■ To do ■
Retype the data below, every word of it, exactly.

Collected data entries
........
PR #226, opened 2022-05-24
CMakeLists.txt adding std++fs linking

jgalan:
jgalan Ok: 1 [](https://gitlab.cern.ch/rest-for-physics/framework/-/commits/jgalan_build_fix)

I found out that I need to add this fix in order to be able to compile at sultan2, strange ... but

### DIFF
--- a/CMakeLists.txt
+++ b/CMakeLists.txt
@@ -80,7 +80,7 @@ find_package(ROOT REQUIRED COMPONENTS ${ROOT_REQUIRED_LIBRARIES})
 
 message(STATUS "ROOT LIBRARIES: ${ROOT_LIBRARIES}")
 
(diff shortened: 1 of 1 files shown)


lobis:
> jgalan Ok: 1 [](https://gitlab.cern.ch/rest-for-physics/framework/-/commits/jgalan_build_fix)
> 
> I found out that I need to add this fix in order to be able to compile at sultan2, strange ... but

This is because we are using `gcc` version `8`, which I think its fairly old? (but still recieving updates?), I am not sure how it works, but for example in my dev container using `Ubuntu 22.04` the default is version `11`.

lobis (approved):

jgalan:
It is always good to keep compatibility with as older compiler as possible since this will allow REST to be installed at any system.

PR #229, opened 2022-05-26
Simplified some of TRestTools methods using `<filesystem>` and avoid usage of env variables

lobis:
lobis Medium: 104 [](https://gitlab.cern.ch/rest-for-physics/framework/-/commits/lobis-filesystem)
........
■ Solution ■
PR #226, opened 2022-05-24
CMakeLists.txt adding std++fs linking

jgalan:
jgalan Ok: 1 [](https://gitlab.cern.ch/rest-for-physics/framework/-/commits/jgalan_build_fix)

I found out that I need to add this fix in order to be able to compile at sultan2, strange ... but

### DIFF
--- a/CMakeLists.txt
+++ b/CMakeLists.txt
@@ -80,7 +80,7 @@ find_package(ROOT REQUIRED COMPONENTS ${ROOT_REQUIRED_LIBRARIES})
 
 message(STATUS "ROOT LIBRARIES: ${ROOT_LIBRARIES}")
 
(diff shortened: 1 of 1 files shown)


lobis:
> jgalan Ok: 1 [](https://gitlab.cern.ch/rest-for-physics/framework/-/commits/jgalan_build_fix)
> 
> I found out that I need to add this fix in order to be able to compile at sultan2, strange ... but

This is because we are using `gcc` version `8`, which I think its fairly old? (but still recieving updates?), I am not sure how it works, but for example in my dev container using `Ubuntu 22.04` the default is version `11`.

lobis (approved):

jgalan:
It is always good to keep compatibility with as older compiler as possible since this will allow REST to be installed at any system.

PR #229, opened 2022-05-26
Simplified some of TRestTools methods using `<filesystem>` and avoid usage of env variables

lobis:
lobis Medium: 104 [](https://gitlab.cern.ch/rest-for-physics/framework/-/commits/lobis-filesystem)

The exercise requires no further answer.